# Boiling Stones for Degassing



## Cracked Cork (Jun 22, 2007)

I have experimented with boiling stones dropped into the carboy to help in degassing. THEY WORKED. They reduced the time needed to degass my carboy and helped drive the gass of at lower pressures. The ones I tried were Tamer Tabs, non reactive and food safe. They did not cause a valcano like the mentoes in the soda which is not what I wanted, but just as sooon as the pressure was reduced it started to bubble away much more than withouth the tabs.

Crackedcork


----------



## PeterZ (Jun 22, 2007)

Cracked, I mentioned boiling stones in one of the many threads on degassing. Where did you get them? Are they the little ones I used in Chem Lab in college, or are they bigger? How many did you use?


----------



## Cracked Cork (Jun 22, 2007)

Maybe George can get a hundred pounds of them and sel them to us  I think t he lab ones are marble?? Not sure, these are not supposed to react with anything. I used about a half capfull, I know, not very good measure but if you probably have to experiment with whatever you get to see.

http://www.sargentwelch.com/product...nes,+Glass+Beads+and+Tamer+Tabs&amp;trade;_E_

Crackedcork

*Edited by: Cracked Cork *


----------



## rgecaprock (Jun 22, 2007)

I looked at that site and I'm not quite on earth on that one. How does it work and why. What are the stones made of? Does it effect the quality of the wine? 
Thanks, Ramona*Edited by: rgecaprock *


----------



## Cracked Cork (Jun 22, 2007)

Ramona, have you seen the videos of people putting mentos candies in some soda? Give it a try to see how it works. These are supposed to be nonreactive so it wont chemically interact with the wine so wont hurt quality as far as I can tell. Crackedcork


----------



## Tminus5 (Aug 27, 2007)

Boiling stones (boiling chips) are made from glass or porcelain (sometimes marble). In fact - most you will find in a high school laboratory are made from broken up old toilets!

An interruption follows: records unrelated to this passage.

PR #6222, opened 2018-04-28
add ECDH class

eleith:
adding the [ECDH class](https://nodejs.org/docs/latest-v9.x/api/crypto.html#crypto_class_ecdh)


eleith:
unclear if the failing appveyor build is related to this PR. fyi.

mrkev:
It's not, dw about it 👍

Ok, so now that I drove everyone away from using ones from their local high school... I might suggest grabbing a cheapy marble tile from your local Home Depot and busting it up into pieces for this kind of use - after a quick wash to remove any dust and maybe a K-meta soak just in case.

Travis


----------



## Wade E (Aug 27, 2007)

Welcome Tminus and o share your chemical background or whatever wine experience you have.


----------



## Tminus5 (Aug 27, 2007)

Thanks for the welcome Wade - been lurking here for about 4 months. Was awaiting getting setup in our new home before I start my winemaking endevors.

Seems about that time - and happy coincidence, my birthday is coming up in 2 weeks! Look forward to sharing my experience and asking questions here.

Maybe I'll have to head over to FVW this week to scope out the shop. My company is in the Dallas area, but I live in New Mexico.


----------



## Wade E (Aug 27, 2007)

Dont forget to sign up for the Birthday club to get a coupon that you can use. Not sure if you can use it in conjunction with the 5% off first time order though!


----------



## PeterZ (Aug 28, 2007)

The boiling stones I used in college were carborundum, a porous rock. The rough texture encourages tiny bubbles to coalesce around them, forming larger bubbles. The same equation that is used to calculate how fast particles heaver than a liquid will settle applies to how fast bubbles will rise. A big factor is size, with bigger being faster. Think of a rock falling faster through water than a grain of sand.


----------



## Cracked Cork (Aug 28, 2007)

Instead of pinching some from a lab where you have no idea what they were used in after they were recycled its easier to just buy a bottle of them of your own and not have to worry about contaminants. They also have teflon TFE chips. All of them you can use, then wash up and reuse over and over. Crackedcork


----------



## Cracked Cork (Aug 30, 2007)

None of you guys have tried this yet? Crackedcork


----------



## laneygirl (Oct 22, 2007)

Are the Tamer Tabs the same as TFE chips or are they a different kind of boiling stone? I haven't tried it yet, but am wanting to try taking some measures to degas since my first batches suffered from some CO2 bite when first opened. Please explain what steps you used these on and how you actually prepare them for use. Do you just drop them in at bulk aging or ?? Thanks.


----------